Feminist science approaches recognize the value of integrating empathy, closeness, subjectivity, and caring into scientific sensemaking. These approaches reject the notion that scientists must be objective and dispassionate, and expand the possibilities of what is considered valuable scientific knowledge. One avenue for engaging people in empathetically driven scientific inquiry is through learning activities about how our pets experience the world. In this study, we developed an augmented reality device we called DoggyVision that lets people see the world similar to dogs’ vision. We designed a scavenger-hunt for families where they explored indoor and outdoor environments with DoggyVision, collected data firsthand, and drew conclusions about the differences between how humans and dogs see the world. In this paper, we illustrate how our DoggyVision workshop re-mediated scientific inquiry and supported the integration of feminist practices into scientific sensemaking.

Carlos Pinedo, Jordan Dixon, Christine Chang, Donna Auguste, Mckenna Brewer, Cassidy Jensen, Chris Hill, Devin Desilva, Amanda N. Jones, Allison P. Anderson, and James S. Voss. 2019. Development of an Augmented Reality System for Human Space Operations. In Proceedings of The 49th International Conference on Environmental Systems. 

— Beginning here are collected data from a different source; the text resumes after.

PR #16801, opened 2022-09-15
fix: signifiers cannot be dragged less than 4

ankurrsinghal:
signifiers cannot be dragged less than 4

### DIFF
--- a/app/client/src/components/editorComponents/DynamicHeightOverlay.tsx
+++ b/app/client/src/components/editorComponents/DynamicHeightOverlay.tsx
@@ -15,6 +15,7 @@ import {
 import { getParentToOpenIfAny } from "utils/hooks/useClickToSelectWidget";
 import { useWidgetSelection } from "utils/hooks/useWidgetSelection";
 import { BaseStyle, WidgetProps } from "widgets/BaseWidget";
+import { GridDefaults, WidgetHeightLimits } from "constants/WidgetConstants";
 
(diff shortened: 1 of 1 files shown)


app/client/src/components/editorComponents/DynamicHeightOverlay.tsx
```diff
@@ -419,7 +423,7 @@ const DynamicHeightOverlay: React.FC<DynamicHeightOverlayProps> = memo(
     }, [minDynamicHeight]);
 
     function onMinUpdate(dx: number, dy: number) {
-      if (minY + dy <= 10) {
+      if (minY + dy <= 40) {
```
riodeuno, line 426: Please use `WidgetHeightLimits.MIN_HEIGHT_IN_ROWS * GridDefaults.DEFAULT_GRID_ROW_HEIGHT`

riodeuno (changes requested):
Please use `WidgetHeightLimits.MIN_HEIGHT_IN_ROWS * GridDefaults.DEFAULT_GRID_ROW_HEIGHT`

app/client/src/components/editorComponents/DynamicHeightOverlay.tsx
ankurrsinghal: Done, but the WidgetHeightLimits.MIN_HEIGHT_IN_ROWS is still set to 2.

riodeuno (approved):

In this work we develop an augmented reality heads up display for astronaut use during human space operations. This work takes advantage of recent advances in commercial heads-up-display technology to simulate information delivery to the astronaut. The primary design objectives were to increase situation awareness (SA), provide timely information to the user and supporting personnel, and facilitate communication among all system elements (user, ground control, and intravehicular astronauts). The design includes a visual interface that provides on-demand information in both egocentric (fixed to the user) and exocentric (fixed to the environment) perspectives. The information includes spacesuit informatics, checklist procedures, communication information, and basic navigation. The design also includes an audio interface that receives verbal commands from the user and provides auditory feedback and information. A novel method of interacting with the augmented reality system was explored: electromyography. Electromyography receives electrical signal output from muscle groups on the user’s body and is able to map those as specific inputs to the augmented reality system. In this way, the user’s hands and voice are free to complete other tasks as necessary, while still maintaining a mode of communication with and control of the device. To aid in communication among all elements, remote display control via telestration (the ability of a remote user, such as ground control or another astronaut, to draw over a still or video image) was included. This provided a means of visual communication to facilitate task completion, aid in emergency situations, and highlight any anomalies thereby increasing user situation awareness and decreasing workload. Additional capability was provided for object-tool recognition and basic navigation assistance. Preliminary testing highlighted the potential benefits of the following critical design elements: minimalistic visual display, redundancy of interaction through modalities, and continuity between internal and external display elements.